Data entries:

========================================================================

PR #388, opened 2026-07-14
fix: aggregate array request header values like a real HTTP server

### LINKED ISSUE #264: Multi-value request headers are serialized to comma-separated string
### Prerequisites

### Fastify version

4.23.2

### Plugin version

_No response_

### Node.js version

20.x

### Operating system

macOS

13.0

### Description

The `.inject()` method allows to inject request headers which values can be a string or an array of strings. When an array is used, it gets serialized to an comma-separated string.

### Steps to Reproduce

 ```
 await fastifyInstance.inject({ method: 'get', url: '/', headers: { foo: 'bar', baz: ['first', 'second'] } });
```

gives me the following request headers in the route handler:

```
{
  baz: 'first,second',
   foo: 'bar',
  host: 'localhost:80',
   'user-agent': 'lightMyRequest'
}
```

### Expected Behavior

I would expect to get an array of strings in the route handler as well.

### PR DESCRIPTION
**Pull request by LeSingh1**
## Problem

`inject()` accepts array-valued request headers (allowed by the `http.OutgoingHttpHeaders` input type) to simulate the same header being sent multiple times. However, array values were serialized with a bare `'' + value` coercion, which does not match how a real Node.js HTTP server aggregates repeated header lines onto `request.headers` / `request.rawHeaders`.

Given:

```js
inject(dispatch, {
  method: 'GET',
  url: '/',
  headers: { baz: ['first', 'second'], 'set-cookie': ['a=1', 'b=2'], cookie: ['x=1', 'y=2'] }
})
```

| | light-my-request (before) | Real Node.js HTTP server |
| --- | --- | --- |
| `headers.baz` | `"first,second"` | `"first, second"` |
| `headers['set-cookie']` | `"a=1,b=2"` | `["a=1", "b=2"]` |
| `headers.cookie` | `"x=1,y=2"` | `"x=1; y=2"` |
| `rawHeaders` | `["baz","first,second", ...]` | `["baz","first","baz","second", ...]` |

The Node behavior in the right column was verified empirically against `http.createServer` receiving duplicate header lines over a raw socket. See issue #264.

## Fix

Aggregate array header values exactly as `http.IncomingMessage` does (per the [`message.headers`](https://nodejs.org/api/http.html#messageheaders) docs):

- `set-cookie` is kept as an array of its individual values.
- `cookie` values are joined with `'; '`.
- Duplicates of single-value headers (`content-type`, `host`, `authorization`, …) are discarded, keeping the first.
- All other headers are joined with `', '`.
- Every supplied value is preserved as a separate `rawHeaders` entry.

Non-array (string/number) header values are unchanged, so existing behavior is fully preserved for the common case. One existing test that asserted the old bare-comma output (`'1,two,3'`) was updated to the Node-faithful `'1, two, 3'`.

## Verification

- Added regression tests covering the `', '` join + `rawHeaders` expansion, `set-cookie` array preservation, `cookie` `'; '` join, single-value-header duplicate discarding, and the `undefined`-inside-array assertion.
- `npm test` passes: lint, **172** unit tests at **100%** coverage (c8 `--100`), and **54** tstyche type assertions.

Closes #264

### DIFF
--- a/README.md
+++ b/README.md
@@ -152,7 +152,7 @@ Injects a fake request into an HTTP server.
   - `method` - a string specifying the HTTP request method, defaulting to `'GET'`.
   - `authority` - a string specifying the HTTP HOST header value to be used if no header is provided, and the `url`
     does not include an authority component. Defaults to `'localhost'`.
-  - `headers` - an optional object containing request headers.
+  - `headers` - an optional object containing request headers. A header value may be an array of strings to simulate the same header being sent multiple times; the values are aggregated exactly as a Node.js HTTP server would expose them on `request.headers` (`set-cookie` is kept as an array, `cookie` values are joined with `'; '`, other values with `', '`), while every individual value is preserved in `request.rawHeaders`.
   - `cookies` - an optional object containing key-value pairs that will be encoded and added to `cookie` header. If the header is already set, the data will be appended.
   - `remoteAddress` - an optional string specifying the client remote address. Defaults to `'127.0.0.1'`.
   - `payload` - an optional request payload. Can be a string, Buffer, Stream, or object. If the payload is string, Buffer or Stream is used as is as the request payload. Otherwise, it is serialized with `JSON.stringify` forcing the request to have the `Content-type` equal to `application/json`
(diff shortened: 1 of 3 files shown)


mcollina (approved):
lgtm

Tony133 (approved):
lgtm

========================================================================

_Work required_
Your reply must repeat the entries above exactly and in full.

_Output_
PR #388, opened 2026-07-14
fix: aggregate array request header values like a real HTTP server

### LINKED ISSUE #264: Multi-value request headers are serialized to comma-separated string
### Prerequisites

### Fastify version

4.23.2

### Plugin version

_No response_

### Node.js version

20.x

### Operating system

macOS

13.0

### Description

The `.inject()` method allows to inject request headers which values can be a string or an array of strings. When an array is used, it gets serialized to an comma-separated string.

### Steps to Reproduce

 ```
 await fastifyInstance.inject({ method: 'get', url: '/', headers: { foo: 'bar', baz: ['first', 'second'] } });
```

gives me the following request headers in the route handler:

```
{
  baz: 'first,second',
   foo: 'bar',
  host: 'localhost:80',
   'user-agent': 'lightMyRequest'
}
```

### Expected Behavior

I would expect to get an array of strings in the route handler as well.

### PR DESCRIPTION
**Pull request by LeSingh1**
## Problem

`inject()` accepts array-valued request headers (allowed by the `http.OutgoingHttpHeaders` input type) to simulate the same header being sent multiple times. However, array values were serialized with a bare `'' + value` coercion, which does not match how a real Node.js HTTP server aggregates repeated header lines onto `request.headers` / `request.rawHeaders`.

Given:

```js
inject(dispatch, {
  method: 'GET',
  url: '/',
  headers: { baz: ['first', 'second'], 'set-cookie': ['a=1', 'b=2'], cookie: ['x=1', 'y=2'] }
})
```

| | light-my-request (before) | Real Node.js HTTP server |
| --- | --- | --- |
| `headers.baz` | `"first,second"` | `"first, second"` |
| `headers['set-cookie']` | `"a=1,b=2"` | `["a=1", "b=2"]` |
| `headers.cookie` | `"x=1,y=2"` | `"x=1; y=2"` |
| `rawHeaders` | `["baz","first,second", ...]` | `["baz","first","baz","second", ...]` |

The Node behavior in the right column was verified empirically against `http.createServer` receiving duplicate header lines over a raw socket. See issue #264.

## Fix

Aggregate array header values exactly as `http.IncomingMessage` does (per the [`message.headers`](https://nodejs.org/api/http.html#messageheaders) docs):

- `set-cookie` is kept as an array of its individual values.
- `cookie` values are joined with `'; '`.
- Duplicates of single-value headers (`content-type`, `host`, `authorization`, …) are discarded, keeping the first.
- All other headers are joined with `', '`.
- Every supplied value is preserved as a separate `rawHeaders` entry.

Non-array (string/number) header values are unchanged, so existing behavior is fully preserved for the common case. One existing test that asserted the old bare-comma output (`'1,two,3'`) was updated to the Node-faithful `'1, two, 3'`.

## Verification

- Added regression tests covering the `', '` join + `rawHeaders` expansion, `set-cookie` array preservation, `cookie` `'; '` join, single-value-header duplicate discarding, and the `undefined`-inside-array assertion.
- `npm test` passes: lint, **172** unit tests at **100%** coverage (c8 `--100`), and **54** tstyche type assertions.

Closes #264

### DIFF
--- a/README.md
+++ b/README.md
@@ -152,7 +152,7 @@ Injects a fake request into an HTTP server.
   - `method` - a string specifying the HTTP request method, defaulting to `'GET'`.
   - `authority` - a string specifying the HTTP HOST header value to be used if no header is provided, and the `url`
     does not include an authority component. Defaults to `'localhost'`.
-  - `headers` - an optional object containing request headers.
+  - `headers` - an optional object containing request headers. A header value may be an array of strings to simulate the same header being sent multiple times; the values are aggregated exactly as a Node.js HTTP server would expose them on `request.headers` (`set-cookie` is kept as an array, `cookie` values are joined with `'; '`, other values with `', '`), while every individual value is preserved in `request.rawHeaders`.
   - `cookies` - an optional object containing key-value pairs that will be encoded and added to `cookie` header. If the header is already set, the data will be appended.
   - `remoteAddress` - an optional string specifying the client remote address. Defaults to `'127.0.0.1'`.
   - `payload` - an optional request payload. Can be a string, Buffer, Stream, or object. If the payload is string, Buffer or Stream is used as is as the request payload. Otherwise, it is serialized with `JSON.stringify` forcing the request to have the `Content-type` equal to `application/json`
(diff shortened: 1 of 3 files shown)


mcollina (approved):
lgtm

Tony133 (approved):
lgtm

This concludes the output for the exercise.